▶ [Task item] The answer must be every line from the entries below that includes "would".

▶ [Records for processing]
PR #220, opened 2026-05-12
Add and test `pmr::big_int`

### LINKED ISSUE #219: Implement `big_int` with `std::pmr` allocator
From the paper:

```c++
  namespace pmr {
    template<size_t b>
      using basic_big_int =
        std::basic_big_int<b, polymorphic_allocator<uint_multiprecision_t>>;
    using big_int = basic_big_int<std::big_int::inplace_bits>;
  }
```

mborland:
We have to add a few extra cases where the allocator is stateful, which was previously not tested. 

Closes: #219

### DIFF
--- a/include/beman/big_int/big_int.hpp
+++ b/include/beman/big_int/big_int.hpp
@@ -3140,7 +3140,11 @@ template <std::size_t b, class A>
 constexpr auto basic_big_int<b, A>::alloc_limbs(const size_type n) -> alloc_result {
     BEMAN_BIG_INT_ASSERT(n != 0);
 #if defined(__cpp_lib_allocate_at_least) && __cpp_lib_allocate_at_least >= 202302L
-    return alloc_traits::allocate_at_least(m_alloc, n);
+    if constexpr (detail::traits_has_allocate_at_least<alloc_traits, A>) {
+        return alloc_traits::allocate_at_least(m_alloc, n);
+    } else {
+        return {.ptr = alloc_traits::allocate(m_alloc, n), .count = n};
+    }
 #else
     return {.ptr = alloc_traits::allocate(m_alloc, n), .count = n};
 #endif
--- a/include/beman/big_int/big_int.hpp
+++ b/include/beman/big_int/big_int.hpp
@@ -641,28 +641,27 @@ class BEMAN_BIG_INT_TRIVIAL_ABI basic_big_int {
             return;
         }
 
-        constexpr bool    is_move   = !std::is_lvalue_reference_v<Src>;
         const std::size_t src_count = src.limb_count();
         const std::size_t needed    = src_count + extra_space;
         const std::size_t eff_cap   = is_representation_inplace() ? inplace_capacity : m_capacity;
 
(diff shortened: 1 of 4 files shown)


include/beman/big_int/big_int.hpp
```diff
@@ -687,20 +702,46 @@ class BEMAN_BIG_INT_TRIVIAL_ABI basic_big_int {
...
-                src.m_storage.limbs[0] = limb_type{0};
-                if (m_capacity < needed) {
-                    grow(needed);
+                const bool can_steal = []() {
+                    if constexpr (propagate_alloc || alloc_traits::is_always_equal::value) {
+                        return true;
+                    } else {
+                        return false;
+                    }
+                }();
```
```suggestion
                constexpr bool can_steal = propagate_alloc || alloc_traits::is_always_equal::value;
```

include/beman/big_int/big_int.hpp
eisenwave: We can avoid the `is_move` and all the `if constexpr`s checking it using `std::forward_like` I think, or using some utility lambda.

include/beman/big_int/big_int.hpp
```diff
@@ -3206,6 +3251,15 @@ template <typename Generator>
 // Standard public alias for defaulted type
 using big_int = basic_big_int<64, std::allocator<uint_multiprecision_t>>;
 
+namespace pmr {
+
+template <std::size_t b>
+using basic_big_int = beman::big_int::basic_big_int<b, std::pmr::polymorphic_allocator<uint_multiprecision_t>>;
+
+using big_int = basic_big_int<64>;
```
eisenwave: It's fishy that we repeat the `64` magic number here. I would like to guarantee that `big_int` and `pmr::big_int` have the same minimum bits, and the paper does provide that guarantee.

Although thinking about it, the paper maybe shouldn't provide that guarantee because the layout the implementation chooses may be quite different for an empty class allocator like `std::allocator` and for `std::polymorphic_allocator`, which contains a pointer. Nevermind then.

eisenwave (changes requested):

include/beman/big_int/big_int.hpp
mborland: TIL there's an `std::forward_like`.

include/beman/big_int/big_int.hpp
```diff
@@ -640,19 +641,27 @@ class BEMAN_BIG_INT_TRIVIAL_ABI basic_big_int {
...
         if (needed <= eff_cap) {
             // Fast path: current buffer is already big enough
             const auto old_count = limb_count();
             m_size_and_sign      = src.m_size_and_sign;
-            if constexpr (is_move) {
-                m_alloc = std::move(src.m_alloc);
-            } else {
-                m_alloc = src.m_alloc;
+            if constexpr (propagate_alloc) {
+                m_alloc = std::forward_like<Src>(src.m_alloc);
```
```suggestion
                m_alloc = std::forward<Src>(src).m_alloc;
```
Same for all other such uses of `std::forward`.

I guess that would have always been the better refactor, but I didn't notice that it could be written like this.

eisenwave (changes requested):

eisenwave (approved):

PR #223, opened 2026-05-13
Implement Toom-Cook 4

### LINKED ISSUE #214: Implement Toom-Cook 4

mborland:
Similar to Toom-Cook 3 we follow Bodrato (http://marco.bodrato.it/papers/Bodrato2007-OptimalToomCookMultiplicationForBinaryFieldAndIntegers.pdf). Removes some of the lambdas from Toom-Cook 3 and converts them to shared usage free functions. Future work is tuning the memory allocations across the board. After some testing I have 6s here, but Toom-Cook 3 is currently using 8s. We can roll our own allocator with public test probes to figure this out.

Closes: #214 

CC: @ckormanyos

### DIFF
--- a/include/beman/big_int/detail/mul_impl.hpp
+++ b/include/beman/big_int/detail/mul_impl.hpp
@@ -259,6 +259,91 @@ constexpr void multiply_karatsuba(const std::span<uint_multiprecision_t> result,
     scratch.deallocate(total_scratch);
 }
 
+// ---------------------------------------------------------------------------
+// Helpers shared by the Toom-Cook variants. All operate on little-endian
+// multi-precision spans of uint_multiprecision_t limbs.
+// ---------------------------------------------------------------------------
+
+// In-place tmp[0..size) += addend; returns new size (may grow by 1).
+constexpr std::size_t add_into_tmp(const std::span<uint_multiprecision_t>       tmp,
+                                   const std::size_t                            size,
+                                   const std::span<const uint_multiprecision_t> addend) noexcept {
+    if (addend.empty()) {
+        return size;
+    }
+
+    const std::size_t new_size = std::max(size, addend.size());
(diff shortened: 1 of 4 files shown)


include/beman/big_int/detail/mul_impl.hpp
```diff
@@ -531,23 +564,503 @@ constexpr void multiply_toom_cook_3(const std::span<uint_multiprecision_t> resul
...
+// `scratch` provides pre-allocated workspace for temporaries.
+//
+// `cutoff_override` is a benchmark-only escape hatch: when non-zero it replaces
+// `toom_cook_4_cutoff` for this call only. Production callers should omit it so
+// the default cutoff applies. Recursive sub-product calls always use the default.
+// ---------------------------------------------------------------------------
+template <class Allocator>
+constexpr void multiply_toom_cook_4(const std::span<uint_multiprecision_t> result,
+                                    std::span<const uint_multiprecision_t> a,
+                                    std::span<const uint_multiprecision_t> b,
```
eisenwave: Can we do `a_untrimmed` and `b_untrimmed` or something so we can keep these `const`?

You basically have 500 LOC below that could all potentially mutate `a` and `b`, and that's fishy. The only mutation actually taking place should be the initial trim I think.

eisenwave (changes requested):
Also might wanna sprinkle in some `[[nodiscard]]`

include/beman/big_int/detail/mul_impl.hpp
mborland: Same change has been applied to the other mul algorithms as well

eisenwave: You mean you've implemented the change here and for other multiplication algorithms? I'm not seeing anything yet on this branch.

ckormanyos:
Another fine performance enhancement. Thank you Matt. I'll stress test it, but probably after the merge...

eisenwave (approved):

▶ [Task answer]
eisenwave: It's fishy that we repeat the `64` magic number here. I would like to guarantee that `big_int` and `pmr::big_int` have the same minimum bits, and the paper does provide that guarantee.
I guess that would have always been the better refactor, but I didn't notice that it could be written like this.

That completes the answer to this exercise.